MRC Biostatistics Unit, Institute of Public Health, Cambridge CB2 0SR, UK.
BMC Med Res Methodol. 2012 Apr 10;12:46. doi: 10.1186/1471-2288-12-46.
Multiple imputation is often used for missing data. When a model contains as covariates more than one function of a variable, it is not obvious how best to impute missing values in these covariates. Consider a regression with outcome Y and covariates X and X2. In 'passive imputation' a value X* is imputed for X and then X2 is imputed as (X*)2. A recent proposal is to treat X2 as 'just another variable' (JAV) and impute X and X2 under multivariate normality.
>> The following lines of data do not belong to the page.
PR #4003, opened 2019-12-10
Require idstart to be larger than UID_MAX

tiran:
ipa-server-install fails if idstart is set to 0. There might be
additional issues when idstart overlaps with local users. Ensure that
idstart is larger than UID_MAX or GID_MAX from /etc/login.defs.

Fixes: https://pagure.io/freeipa/issue/8137

### DIFF
--- a/ipaserver/install/server/__init__.py
+++ b/ipaserver/install/server/__init__.py
@@ -5,10 +5,6 @@
 """
 Server installer module
 """
-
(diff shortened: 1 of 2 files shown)


abbra:
LGTM

tiran:
master:

* 44b3791bc3a14ede0708538347954871df6496fa Require idstart to be larger than UID_MAX

PR #4004, opened 2019-12-10
Check valid before/after of external certs

tiran:
verify_server_cert_validity() and verify_ca_cert_validity() now check
the validity time range of external certificates. The check fails if the
certificate is not valid yet or will expire in less than an hour.

Fixes: https://pagure.io/freeipa/issue/8142

### DIFF
--- a/ipatests/test_ipapython/test_certdb.py
+++ b/ipatests/test_ipapython/test_certdb.py
@@ -9,6 +9,7 @@ from ipapython import ipautil
 from ipaplatform.osinfo import osinfo
 
 CERTNICK = 'testcert'
+CERTSAN = 'testcert.certdb.test'
 
 if osinfo.id == 'fedora':
     if osinfo.version_number >= (28,):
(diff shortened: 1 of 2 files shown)


abbra:
LGTM.

tiran:
master:

* d30dd52920a06ded11b9dfe136108343bb2896a3 Check valid before/after of external certs

ipatests/test_ipapython/test_certdb.py
```diff
@@ -242,3 +244,14 @@ def test_delete_cert_and_key():
             assert len(nssdb.list_certs()) == 1
     finally:
         os.unlink(p12file)
+
+
+def test_check_validity():
```
frasertweedale: @tiran thanks for the PR.  My only comment is that this test (thanks for adding it) does not exercise the new NotBefore/NotAfter check.  Ideally we test that here, or in an integration test, or both.

PR #4005, opened 2019-12-10
Fix service ldap_disable()

tiran:
Fix comparison bug that prevents ldap_disable to actually disable a
service.

Fixes: https://pagure.io/freeipa/issue/8143


abbra:
LGTM.

tiran:
master:

* 3cae7f4ee6fbfed99930a87e78d7e37bdb740e43 Fix service ldap_disable()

We use simulation to investigate the performance of three methods that can easily be implemented in standard software: 1) linear regression of X on Y to impute X then passive imputation of X2; 2) the same regression but with predictive mean matching (PMM); and 3) JAV. We also investigate the performance of analogous methods when the analysis involves an interaction, and study the theoretical properties of JAV. The application of the methods when complete or incomplete confounders are also present is illustrated using data from the EPIC Study.
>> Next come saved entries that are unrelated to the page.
PR #4012, opened 2019-12-10
[ipatests] Improve automount tests

stanislavlevin:
* added automount direct and indirect maps
* added automount home directory for IPA users
* added mount options check
* added nfs idmapping check


stanislavlevin:
I've run these tests on PRCI (vagrant based) and Azure (Docker based). The results are stable.

ipatests/pytest_ipa/integration/tasks.py
```diff
@@ -1989,3 +1993,30 @@ def get_logsize(host, logfile):
     """ get current logsize"""
     logsize = len(host.get_file_contents(logfile))
     return logsize
+
+
+def run_ssh_command_as_user(host, username, password, cmd, raiseonerr=True):
+    """
```
flo-renaud: Another method to get a TGT is to call:
```
cmd = ['su', '-l', username, '-c', cmd]
tasks.run_command_as_user(host, username, cmd, stdin_text=password + '\n')
```
as this will run `su -l username -c 'su -l username -c cmd'`

stanislavlevin: Of course, there are several ways to obtain a TGT.
But I think this could be useful since it exercises a different PAM.

abbra: @stanislavlevin well, in this particular case I don't see why we should be using ssh connection to the `nfs_autofs` host, there is simply no need to go that way.

If you want to add a test that tests SSH login with password, please create a new test. However, for NFS test I don't think it is warrant to add a new way of accessing the host.

Note that actual access to the host from test controller might be done differently and you simply might not be able to reach it via ssh in some environments. I'd prefer to keep this abstraction to a paramiko/test environment setup.

stanislavlevin: @abbra, I see how it is made in `ipatests/test_integration/test_smb.py` and I can't say that it fits my needs.

```
    @classmethod                                                                
    def install(cls, mh):                                                       
        if cls.domain_level is not None:                                        
            domain_level = cls.domain_level                                     
        else:                                                                   
            domain_level = cls.master.config.domain_level                       
        tasks.install_topo(cls.topology,                                        
                           cls.master, cls.replicas,                            
                           cls.clients, domain_level,                           
                           clients_extra_args=('--mkhomedir',))
```
Why:
1) The proposed test checks the auto mounting user home directory located on NFS share. The mixing of the ways to provide a home directory for a user is not that I want to check here. In other words, I don't want something else touches the home dir, even if the autofs hides an original one.
2) The proposed test checks a real user's interaction with his environment and in particular,  his home dir. In my opinion, this is a cleaner way rather than `su ... su ...`.

So, `--mkhomedir` and `su` are just another one workaround.

Note: without local `mkhomedir` `su` fails (at least on ALT):
```
INFO     ipatests.pytest_ipa.integration.host.Host.client3.ParamikoTransport:transport.py:318 RUN ['su', '-l', 'athena', '-c', 'su -l athena -c klist']
DEBUG    ipatests.pytest_ipa.integration.host.Host.client3.cmd65:transport.py:513 RUN ['su', '-l', 'athena', '-c', 'su -l athena -c klist']
DEBUG    ipatests.pytest_ipa.integration.host.Host.client3.cmd65:transport.py:558 /home/athena not available; exiting
DEBUG    ipatests.pytest_ipa.integration.host.Host.client3.cmd65:transport.py:217 Exit code: 1
ERROR    ipatests.pytest_ipa.integration.host.Host.client3.cmd65:host.py:74 stderr: /home/athena not available; exiting
```


> Note that actual access to the host from test controller might be done differently and you simply might not be able to reach it via ssh in some environments. I'd prefer to keep this abstraction to a paramiko/test environment setup.

Really? not SSH? Could I see such examples?
What is the kind of restrictions?
I change user `root -> test_user` and authentication type (pub key -> interactive password).

All of this is not something I'm going to dispute, just my view.

abbra: For `test_smb` tests, no automount test is being done, so autocreating home directory is OK there. Samba needs the home directory to exist when connecting as the user and autocreation cannot happen on connection to Samba itself, it needs to be created in advance.

As for 'no SSH', we should, in general, not assume particular details about the transport used in test to access test hosts. Today it is native ssh or Paramiko implementation, tomorrow it might be another method. Think of Kubernetes, for example -- if these tests would at some point be running in k8s environment, getting access to the specific instance would be using a different method than ssh. I don't want us to re-do all the tests due to this change.

stanislavlevin: I replaced my hack for ssh with `su`.

stanislavlevin:
@abbra, @flo-renaud.
Just after-the-holidays remind.

fcami:
hi @stanislavlevin apologies for the delay, I'll review this today.

stanislavlevin:
@fcami, hi. No problem. Thank you in advance!

ipatests/test_integration/test_nfs.py
```diff
@@ -19,249 +16,473 @@
...
+        'export_options': '*(sec=krb5p,no_subtree_check,rw)',
+        'export_rpath': os.path.join('krbnfs_home', IPA_USER),
+        'exposed_path': os.path.join(os.sep, 'krbnfs_home', IPA_USER),
+        'mount_path': os.path.join('/home', IPA_USER),
+    },
+}
+
+
+@pytest.fixture(scope="class")
+def krb5_nfs_client(request, mh):
```
fcami: TestNFS::test_automount used to test ipa-client-automount on unmodified systems.
This is important as testing ipa-client-automount on unmodified systems caught quite a few bugs.
This is not done anymore as krb5_nfs_client is called before ipa-client-automount.

ipatests/test_integration/test_nfs.py
```diff
@@ -19,249 +16,473 @@
...
+            paths.REQUEST_KEY_CONF
+        ])
+        client.run_command(["cat", paths.REQUEST_KEY_CONF])
+
+        # verbosity for rpc-gssd
+        client.run_command(
+            ["sed", "-i.sav",
+             "-e", r"s/^\(# \)\?verbosity=0.*$/verbosity=4/g",
+             "-e", r"s/^\(# \)\?rpc-verbosity=0.*$/rpc-verbosity=4/g",
+             # we don't want gssproxy for NFS clients (default is '=0')
```
fcami: Could you please point out what the motivation for this is?

fcami:
Hi @stanislavlevin please see the review comments above. Would it be possible to split the "Improve automount tests" in multiple commits so that they can be independently reviewed? The change is so large that I am afraid we might miss something and lose coverage. Thank you.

JAV gives consistent estimation when the analysis is linear regression with a quadratic or interaction term and X is missing completely at random. When X is missing at random, JAV may be biased, but this bias is generally less than for passive imputation and PMM. Coverage for JAV was usually good when bias was small. However, in some scenarios with a more pronounced quadratic effect, bias was large and coverage poor. When the analysis was logistic regression, JAV's performance was sometimes very poor. PMM generally improved on passive imputation, in terms of bias and coverage, but did not eliminate the bias.
Given the current state of available software, JAV is the best of a set of imperfect imputation methods for linear regression with a quadratic or interaction effect, but should not be used for logistic regression.
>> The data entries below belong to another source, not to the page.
PR #4014, opened 2019-12-11
[Py3] Fix get_trusted_domain_object_from_sid()

tiran:
DomainValidator.get_trusted_domain_object_from_sid() was using
escape_filter_chars() with bytes. The function only works with text.
This caused idview to fail under some circumstances. Reimplement
backslash hex quoting for bytes.

Fixes: https://pagure.io/freeipa/issue/7958

### DIFF
--- a/ipaserver/dcerpc.py
+++ b/ipaserver/dcerpc.py
@@ -63,7 +63,6 @@ import pysss
 import six
 from ipaplatform.paths import paths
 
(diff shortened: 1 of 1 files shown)


abbra:
LGTM

tiran:
master:

* c30a0c22681ec4a5d6cdf341a69d144f6ab3a0a8 Fix get_trusted_domain_object_from_sid()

缺失数据通常采用多重插补法处理。如果模型中的协变量包含一个以上变量的函数,那么最佳的缺失值插补方法并不明确。考虑一个包含因变量 Y 和协变量 X 及 X2 的回归模型。在“被动插补”中,先对 X 进行插补,然后将 X2 插补为(X*)2。最近有一项提议是将 X2 视为“另一个变量”(JAV),并在多元正态分布下对 X 和 X2 进行插补。
我们采用模拟方法研究了三种易于在标准软件中实现的方法的性能:1)Y 对 X 的线性回归以插补 X,然后被动插补 X2;2)相同的回归,但采用预测均值匹配(PMM);3)JAV。我们还研究了分析中涉及交互作用时这些方法的性能,并研究了 JAV 的理论性质。当存在完全或不完全混杂因素时,还使用 EPIC 研究的数据来演示这些方法的应用。
当分析是带有二次项或交互项的线性回归且 X 完全随机缺失时,JAV 能给出一致的估计。当 X 随机缺失时,JAV 可能存在偏差,但这种偏差通常小于被动插补和 PMM。当偏差较小时,JAV 的覆盖率通常较好。然而,在二次效应更明显的某些情况下,偏差较大,覆盖率较低。当分析是逻辑回归时,JAV 的性能有时非常差。PMM 在偏倚和覆盖率方面通常优于被动插补,但不能消除偏倚。
鉴于当前可用软件的状况,JAV 是具有二次项或交互项的线性回归模型中一组不完善的插补方法中最好的,但不应用于逻辑回归。